# my first planted tank



## mr_rob_boto (Aug 31, 2003)

I'm thinking of starting my first planted tank, I dont think I'll have any fish since pets are not allowed in my appt. It will be a 10g.
Would I need a filter for my tank?


----------



## "qickshot" (Apr 19, 2005)

:nod: other wise the water will get realy nasty


----------



## elTwitcho (Jun 22, 2004)

You could do it without a filter, but you're probably going to end up with stagnant water as a result and some algaes LOVE areas with no current. At bare minimum you would need a bubble wall going along the length of the tank


----------



## Susp3nc3 (Jan 27, 2005)

i would get a small powerhead atleast and just put it at the bottom to create some current.


----------



## james__12345 (Mar 25, 2005)

i kinda doubt that fish would count in the "no pets" rule you should ask


----------



## CTREDBELLY (Apr 8, 2005)

james__12345 said:


> i kinda doubt that fish would count in the "no pets" rule you should ask
> [snapback]1093457[/snapback]​


----------



## Susp3nc3 (Jan 27, 2005)

i recently drained my 90 gallon and needed a place for some plants so i set up my 10 gallon. I put a air strip, powerhead and it has a built in filter. I am trying to revive the plants cause i think my lights in the 90 were inadequate...i bought some lights for "plants" lol...


----------



## edcal (Feb 19, 2005)

mr_rob_boto said:


> I'm thinking of starting my first planted tank, I dont think I'll have any fish since pets are not allowed in my appt. It will be a 10g.
> Would I need a filter for my tank?
> [snapback]1091779[/snapback]​


defy authority and smuggle a lil bag of fish in your ninja turtle lunch box...no one will ever know


----------



## mr_rob_boto (Aug 31, 2003)

lol
alrighty, thanks guys.
I might get some neons or something small


----------



## killerbee (Aug 18, 2004)

/\







i wonder if my apt complex management likes my 113 covering the whole wall







oh well, the maintenance guys did


----------



## Phenek (Mar 22, 2005)

elTwitcho said:


> You could do it without a filter, but you're probably going to end up with stagnant water as a result and some algaes LOVE areas with no current.

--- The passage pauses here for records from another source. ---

PR #6349, opened 2026-07-29
feat(audit): Enrich Log4j MDC (Mapped Diagnostic Context) with audit event attributes.

Taiwo435:
## Description

Enrich Log4j MDC (Mapped Diagnostic Context) with audit event attributes before each log call in `Log4JSink`, enabling operators to use Log4j's native `RoutingAppender` to split audit logs by category, user, action, or request type into separate files.

**Four MDC keys added:**
- `audit_category`: event type (e.g., `GRANTED_PRIVILEGES`, `FAILED_LOGIN`, `COMPLIANCE_DOC_WRITE`)
- `audit_action`: the privilege/action being audited (e.g., `indices_data_write_index`)
- `audit_user`: the effective user for the request
- `audit_request_type`: the transport request class (e.g., `IndexRequest`, `BulkShardRequest`)

### Why

Operators running high-volume clusters need to route different audit event types to different destinations — security-critical events (`FAILED_LOGIN`, `MISSING_PRIVILEGES`) to a SIEM, compliance events to long-term storage, and routine `GRANTED_PRIVILEGES` to a rotated local file. Today, all events go to the same log file, requiring post-processing to separate them.

With MDC enrichment, a standard Log4j `RoutingAppender` config handles this natively:

```xml
<Routing name="AuditRouter">
  <Routes pattern="$${ctx:audit_category}">
    <Route ref="SecurityAlerts" key="FAILED_LOGIN"/>
    <Route ref="ComplianceLogs" key="COMPLIANCE_DOC_WRITE"/>
    <Route ref="DefaultAudit"/>
  </Routes>
</Routing>
```

### How it works

- `Log4JSink.doStore()` sets 4 MDC keys before logging, removes them after (in a `finally` block)
- Values are sanitized for filename safety via a pre-compiled regex (colons, slashes, brackets, etc. → `_`)
- MDC keys are owned by the audit sink — only our 4 keys are removed after logging, preserving any pre-existing MDC entries from other plugins
- Disabled sinks skip MDC entirely (no unnecessary ThreadContext manipulation)

WARNING: audit_user should NOT be used as a RoutingAppender routing key for file paths — it is unbounded/attacker-influenceable and could cause inode/disk exhaustion. Use audit_category (bounded enum) instead.

### Testing

Unit tests (`Log4JSinkMdcTest`) — 12 tests covering:
- MDC contains correct category/action/user/request_type during log call
- Action values sanitized for filename safety (colons, slashes, brackets → underscores)
- Null fields default to `"unknown"`
- MDC keys removed after `doStore()` completes (not `clearMap()`)
- Different categories produce different MDC values (routing works)
- Concurrent threads do not leak MDC between events
- Long values preserved without truncation
- Special characters: only filesystem-dangerous chars sanitized
- Disabled sink skips MDC entirely
- Multiple sequential calls each get fresh MDC
- Multi-chunk split messages all share same MDC values
- MDC cleaned up even when serialization produces errors

### Check List

### DIFF
--- a/src/main/java/org/opensearch/security/auditlog/sink/Log4JSink.java
+++ b/src/main/java/org/opensearch/security/auditlog/sink/Log4JSink.java
@@ -11,19 +11,32 @@
 
 package org.opensearch.security.auditlog.sink;
 
+import java.util.regex.Pattern;
+
 import org.apache.logging.log4j.Level;
 import org.apache.logging.log4j.LogManager;
 import org.apache.logging.log4j.Logger;
+import org.apache.logging.log4j.ThreadContext;
 
 import org.opensearch.common.settings.Settings;
 import org.opensearch.security.auditlog.impl.AuditMessage;
 
 public final class Log4JSink extends AuditLogSink {
 
+    // MDC key constants — single source of truth for put/remove consistency
+    static final String MDC_CATEGORY = "audit_category";
+    static final String MDC_ACTION = "audit_action";
+    static final String MDC_USER = "audit_user";
+    static final String MDC_REQUEST_TYPE = "audit_request_type";
+
+    /** Characters unsafe for filenames + control chars — pre-compiled for performance. */
+    private static final Pattern UNSAFE_MDC_CHARS = Pattern.compile("[:/\\\\*?\"<>|\\[\\]\\p{Cntrl}]");
+
     final Logger auditLogger;
     final String loggerName;
     final Level logLevel;
     final boolean enabled;
+    final boolean mdcRoutingEnabled;
     final Integer maximumIndexCharactersPerMessage;
 
     public Log4JSink(final String name, final Settings settings, final String settingsPrefix, AuditLogSink fallbackSink) {
@@ -36,6 +49,7 @@ public final class Log4JSink extends AuditLogSink {
             Integer.MAX_VALUE
         );
         enabled = auditLogger.isEnabled(logLevel);
+        mdcRoutingEnabled = settings.getAsBoolean(settingsPrefix + ".log4j.enable_mdc_routing", false);
     }
 
     public boolean isHandlingBackpressure() {
@@ -44,8 +58,43 @@ public final class Log4JSink extends AuditLogSink {
 
     public boolean doStore(final AuditMessage msg) {
         if (enabled) {
-            msg.toJsonSplitIndices(maximumIndexCharactersPerMessage).forEach(message -> auditLogger.log(logLevel, message));
+            if (mdcRoutingEnabled) {
+                try {
+                    // Push audit attributes into Log4j MDC so operators can use
+                    // RoutingAppender with $${ctx:audit_category} etc. to split logs.
+                    // WARNING: Do not use audit_user as a RoutingAppender routing key for file paths —
+                    // it is unbounded/attacker-influenceable and could cause inode/disk exhaustion.
+                    // Prefer audit_category (bounded enum) for file-based routing.
+                    ThreadContext.put(MDC_CATEGORY, sanitizeForMdc(msg.getCategory() != null ? msg.getCategory().name() : null));
+                    ThreadContext.put(MDC_ACTION, sanitizeForMdc(msg.getPrivilege()));
+                    ThreadContext.put(MDC_USER, sanitizeForMdc(msg.getEffectiveUser()));
+                    ThreadContext.put(MDC_REQUEST_TYPE, sanitizeForMdc(msg.getRequestType()));
+
+                    msg.toJsonSplitIndices(maximumIndexCharactersPerMessage).forEach(message -> auditLogger.log(logLevel, message));
+                } finally {
+                    ThreadContext.remove(MDC_CATEGORY);
+                    ThreadContext.remove(MDC_ACTION);
+                    ThreadContext.remove(MDC_USER);
+                    ThreadContext.remove(MDC_REQUEST_TYPE);
+                }
+            } else {
+                msg.toJsonSplitIndices(maximumIndexCharactersPerMessage).forEach(message -> auditLogger.log(logLevel, message));
+            }
         }
         return true;
+    }
+
+    /**
+     * Sanitizes a value for safe use in Log4j MDC, particularly when operators
+     * use MDC values in RoutingAppender file paths. Replaces characters that are
+     * problematic in filenames (e.g., colons in action names like "indices:data/write/index")
+     * and control characters that could enable log-forging attacks.
+     * These MDC keys are owned by the audit sink — no other code should set them.
+     */
+    static String sanitizeForMdc(String value) {
+        if (value == null || value.isEmpty()) {
+            return "unknown";
+        }
+        return UNSAFE_MDC_CHARS.matcher(value).replaceAll("_");
     }
 }
--- a/src/main/java/org/opensearch/security/auditlog/sink/Log4JSink.java
+++ b/src/main/java/org/opensearch/security/auditlog/sink/Log4JSink.java
@@ -20,6 +20,7 @@ import org.apache.logging.log4j.ThreadContext;
 
 import org.opensearch.common.settings.Settings;
 import org.opensearch.security.auditlog.impl.AuditMessage;
+import org.opensearch.security.support.ConfigConstants;
 
 public final class Log4JSink extends AuditLogSink {
 
@@ -49,7 +50,7 @@ public final class Log4JSink extends AuditLogSink {
             Integer.MAX_VALUE
         );
         enabled = auditLogger.isEnabled(logLevel);
-        mdcRoutingEnabled = settings.getAsBoolean(settingsPrefix + ".log4j.enable_mdc_routing", false);
+        mdcRoutingEnabled = settings.getAsBoolean(settingsPrefix + "." + ConfigConstants.SECURITY_AUDIT_LOG4J_ENABLE_MDC_ROUTING, false);
     }
 
     public boolean isHandlingBackpressure() {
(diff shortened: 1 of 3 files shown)


src/test/java/org/opensearch/security/auditlog/sink/Log4JSinkMdcTest.java
```diff
@@ -0,0 +1,369 @@
...
+    public void testConcurrentThreadsDoNotLeakMdc() throws Exception {
+        Log4JSink sink = createSink();
+
+        // Two threads logging simultaneously — MDC must not bleed between them
+        Thread thread1 = new Thread(() -> {
+            AuditMessage msg = new AuditMessage(AuditCategory.GRANTED_PRIVILEGES, clusterService, null, null);
+            msg.addEffectiveUser("user-thread-1");
+            sink.doStore(msg);
+            // Our MDC keys must be cleared on this thread after
+            assertThat(ThreadContext.get("audit_category"), is((String) null));
```
DarshitChanpura: **Swallowed in-thread assertions (verified empirically).** These `assertThat(...)` calls run on the spawned worker thread, so an `AssertionError` here never propagates to the JUnit thread and can't fail the test.

I confirmed this on the branch: inserting a guaranteed-false assertion into this worker-thread body still passes the test. So the in-thread cleanup checks (here and in `thread2`) are effectively dead.

The post-`join()` value assertions below *do* run, so value-bleed between events **is** covered — it's only the per-worker-thread cleanup that goes unverified. Suggestion: capture failures into a shared `AtomicReference<Throwable>` (or synchronized list) inside each thread and assert it's empty after `join()`.

src/test/java/org/opensearch/security/auditlog/sink/Log4JSinkMdcTest.java
```diff
@@ -0,0 +1,369 @@
...
+            .put("plugins.security.audit.config.log4j.level", "INFO")
+            .put("plugins.security.audit.config.log4j.maximum_index_characters_per_message", 255)
+            .build();
+        Log4JSink sink = new Log4JSink("test", settings, "plugins.security.audit.config", null);
+
+        AuditMessage msg = new AuditMessage(AuditCategory.GRANTED_PRIVILEGES, clusterService, null, null);
+        msg.addEffectiveUser("exception-test-user");
+        msg.addIndices(new String[] { "index-a", "index-b", "index-c" });
+
+        sink.doStore(msg);
```
DarshitChanpura: **This test never actually throws (verified empirically).** The name is `testMdcCleanedUpEvenWhenLoggingThrows`, but nothing on this path throws — it's a normal multi-index store. I confirmed on the branch by asserting that `doStore` throws: that assertion fails, so the `finally` exception path (the whole point of the test) is never exercised.

Suggestion: inject a failing appender/layout so `auditLogger.log(...)` actually throws and then assert the MDC keys are still removed, or rename to something like `testMdcCleanedUpAfterMultiChunkStore` to match what it verifies.

src/main/java/org/opensearch/security/auditlog/sink/Log4JSink.java
```diff
@@ -44,8 +50,36 @@ public boolean isHandlingBackpressure() {
...
     public boolean doStore(final AuditMessage msg) {
         if (enabled) {
-            msg.toJsonSplitIndices(maximumIndexCharactersPerMessage).forEach(message -> auditLogger.log(logLevel, message));
+            try {
+                // Push audit attributes into Log4j MDC so operators can use
+                // RoutingAppender with $${ctx:audit_category} etc. to split logs.
+                // Values are sanitized for safe use in filenames (colons in action names etc.)
+                ThreadContext.put("audit_category", sanitizeForMdc(msg.getCategory() != null ? msg.getCategory().name() : "UNKNOWN"));
+                ThreadContext.put("audit_action", sanitizeForMdc(msg.getPrivilege()));
+                ThreadContext.put("audit_user", sanitizeForMdc(msg.getEffectiveUser()));
```
DarshitChanpura: **Security note — routing key safety.** `audit_user` is unbounded and attacker-influenceable, so using it as a `RoutingAppender` key (`$${ctx:audit_user}`) lets a caller mint arbitrarily many distinct filenames -> inode/disk exhaustion. The example in the PR description safely routes on `audit_category` (a bounded enum); worth calling out explicitly in the docs/PR that `audit_user` should not be used as an unbounded routing key. (`audit_action`/privilege and `audit_request_type` are effectively bounded — action strings and request class names — so those are lower risk.)

src/main/java/org/opensearch/security/auditlog/sink/Log4JSink.java
```diff
@@ -44,8 +50,36 @@ public boolean isHandlingBackpressure() {
 
     public boolean doStore(final AuditMessage msg) {
         if (enabled) {
-            msg.toJsonSplitIndices(maximumIndexCharactersPerMessage).forEach(message -> auditLogger.log(logLevel, message));
+            try {
+                // Push audit attributes into Log4j MDC so operators can use
+                // RoutingAppender with $${ctx:audit_category} etc. to split logs.
+                // Values are sanitized for safe use in filenames (colons in action names etc.)
+                ThreadContext.put("audit_category", sanitizeForMdc(msg.getCategory() != null ? msg.getCategory().name() : "UNKNOWN"));
```
DarshitChanpura: **Fallback casing is inconsistent.** `audit_category` falls back to `"UNKNOWN"` (uppercase) here, while the other three fall back to `"unknown"` (lowercase, via `sanitizeForMdc`). An operator keying a route on the "missing" value has to remember both spellings. Passing a null category name straight through `sanitizeForMdc` (which already returns `"unknown"`) would unify it.

Minor, related: the four key names are string literals duplicated across the `put` here and the `remove` calls in the `finally`. Extracting `private static final String` constants removes any risk of put/remove drift and documents the owned key set in one place.

src/main/java/org/opensearch/security/auditlog/sink/Log4JSink.java
```diff
@@ -44,8 +50,36 @@ public boolean isHandlingBackpressure() {
 
     public boolean doStore(final AuditMessage msg) {
```
DarshitChanpura, line 60: **Optional — unconditional per-event cost.** This runs 4x `put` + 4x regex + 4x `remove` on every audit event regardless of whether any operator has configured a `RoutingAppender`. On high-volume clusters that's overhead nobody using the default config benefits from. Consider gating enrichment behind a setting (e.g. `...log4j.enable_mdc_routing`, default off) so those clusters pay nothing.

src/main/java/org/opensearch/security/auditlog/sink/Log4JSink.java
```diff
@@ -44,8 +50,36 @@ public boolean isHandlingBackpressure() {
...
+     * Sanitizes a value for safe use in Log4j MDC, particularly when operators
+     * use MDC values in RoutingAppender file paths. Replaces characters that are
+     * problematic in filenames (e.g., colons in action names like "indices:data/write/index").
+     * These MDC keys are owned by the audit sink — no other code should set them.
+     */
+    private static String sanitizeForMdc(String value) {
+        if (value == null || value.isEmpty()) {
+            return "unknown";
+        }
+        return UNSAFE_FILENAME_CHARS.matcher(value).replaceAll("_");
```
DarshitChanpura: **Optional — control chars not sanitized.** The regex strips filename-dangerous chars but not control characters (`\n`, `\r`). Since `audit_user` can be attacker-influenced, a value containing newlines flows through unchanged; if an operator surfaces `%X{audit_user}` in a pattern layout this becomes a log-forging vector. Low severity for a routing key, but consider stripping control characters too.

DarshitChanpura (commented):
Nice, focused feature — the `finally`-based cleanup, removing only the sink's own four keys (not `clearMap()`), and skipping work when the sink is disabled are all the right calls, and pre-compiling the `Pattern` is good.

Two test-quality issues below are worth fixing before merge — I pulled the branch and empirically confirmed both (details in the inline comments). There's also a security note on routing keys, plus some optional polish. Overall a useful addition.

src/main/java/org/opensearch/security/auditlog/sink/Log4JSink.java
Taiwo435: Addressed

src/main/java/org/opensearch/security/auditlog/sink/Log4JSink.java
Taiwo435: Addressed

src/main/java/org/opensearch/security/auditlog/sink/Log4JSink.java
Taiwo435: Addressed

src/main/java/org/opensearch/security/auditlog/sink/Log4JSink.java
Taiwo435: Addressed

src/test/java/org/opensearch/security/auditlog/sink/Log4JSinkMdcTest.java
Taiwo435: Addressed

src/test/java/org/opensearch/security/auditlog/sink/Log4JSinkMdcTest.java
Taiwo435: Addressed

src/main/java/org/opensearch/security/auditlog/sink/Log4JSink.java
```diff
@@ -36,6 +49,7 @@ public Log4JSink(final String name, final Settings settings, final String settin
             Integer.MAX_VALUE
         );
         enabled = auditLogger.isEnabled(logLevel);
+        mdcRoutingEnabled = settings.getAsBoolean(settingsPrefix + ".log4j.enable_mdc_routing", false);
```
cwperks: Can we refer to a whole constant here? This looks like something that should be added to https://github.com/opensearch-project/security/blob/main/src/main/java/org/opensearch/security/support/ConfigConstants.java.

src/main/java/org/opensearch/security/auditlog/sink/Log4JSink.java
```diff
@@ -44,8 +58,43 @@ public boolean isHandlingBackpressure() {
...
+                    // WARNING: Do not use audit_user as a RoutingAppender routing key for file paths —
+                    // it is unbounded/attacker-influenceable and could cause inode/disk exhaustion.
+                    // Prefer audit_category (bounded enum) for file-based routing.
+                    ThreadContext.put(MDC_CATEGORY, sanitizeForMdc(msg.getCategory() != null ? msg.getCategory().name() : null));
+                    ThreadContext.put(MDC_ACTION, sanitizeForMdc(msg.getPrivilege()));
+                    ThreadContext.put(MDC_USER, sanitizeForMdc(msg.getEffectiveUser()));
+                    ThreadContext.put(MDC_REQUEST_TYPE, sanitizeForMdc(msg.getRequestType()));
+
+                    msg.toJsonSplitIndices(maximumIndexCharactersPerMessage).forEach(message -> auditLogger.log(logLevel, message));
+                } finally {
```
cwperks, line 81: Let's not do this please. We really should only set headers once. If you need to do something like this then check if the header exists before doing put.

src/main/java/org/opensearch/security/auditlog/sink/Log4JSink.java
Taiwo435: yhh we can, i'll do that

src/main/java/org/opensearch/security/auditlog/sink/Log4JSink.java
Taiwo435: noted

src/main/java/org/opensearch/security/auditlog/sink/Log4JSink.java
```diff
@@ -44,8 +59,53 @@ public boolean isHandlingBackpressure() {
...
+            return "unknown";
+        }
+        return UNSAFE_MDC_CHARS.matcher(value).replaceAll("_");
+    }
+
+    /**
+     * Puts a value into the Log4j ThreadContext only if the key is not already set.
+     * This avoids blindly overwriting MDC headers that may have been set upstream.
+     */
+    private static void putIfAbsent(String key, String value) {
```
DarshitChanpura: **`putIfAbsent` preservation intent is defeated by the unconditional `remove` in `finally`.** The javadoc says this avoids "blindly overwriting MDC headers that may have been set upstream" — but if an upstream component *had* already set e.g. `audit_user`, `putIfAbsent` correctly declines to overwrite it, and then the `finally` block does `ThreadContext.remove(MDC_USER)` regardless of who set it. So the upstream value is gone after `doStore` returns — the collision case the helper claims to protect is handled incorrectly.

Low impact in practice (these `audit_*` keys are sink-owned by convention, and the class comment already says "no other code should set them"), but the code now explicitly advertises collision-safety it doesn't deliver. Two clean options:

1. **Commit to ownership (simplest):** drop `putIfAbsent`, use plain `ThreadContext.put`. The header comment already asserts these keys are the sink's.
2. **Commit to coexistence:** record which keys this call actually set, and in `finally` only remove those (restoring/leaving any pre-existing value).

Either is fine — just avoid the half-measure where put is conditional but remove is not.

DarshitChanpura (commented):
Thanks for the thorough revision — I re-reviewed at 660fceb and pulled the branch to run it (14 tests, all green). Everything from the last round is addressed: the concurrency test now propagates worker-thread failures via a synchronized list, `testMdcCleanedUpEvenWhenLoggingThrows` genuinely throws through a `ThrowingAppender` (`ignoreExceptions=false`) before asserting cleanup, control chars are stripped (`\p{Cntrl}`), the casing is unified through `sanitizeForMdc`, MDC key names are extracted to constants, and the whole path is gated behind `log4j.enable_mdc_routing` (default off). Nice work.

One new inconsistency the fix introduced — see the inline comment on `putIfAbsent`.

DarshitChanpura (approved):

At bare minimum you would need a bubble wall going along the length of the tank
> [snapback]1093110[/snapback]​


I would not do without a filter: the water would not move and it would not be that great.
plus, algaes could develop more easily.

in a 10 gal maybe you could put a few neons or guppys or a betta. It could be great


----------



## werdna (Mar 15, 2005)

dude i would get fish i reALLY DONT THINK THAT THEY WIL COUNT AS PETS


----------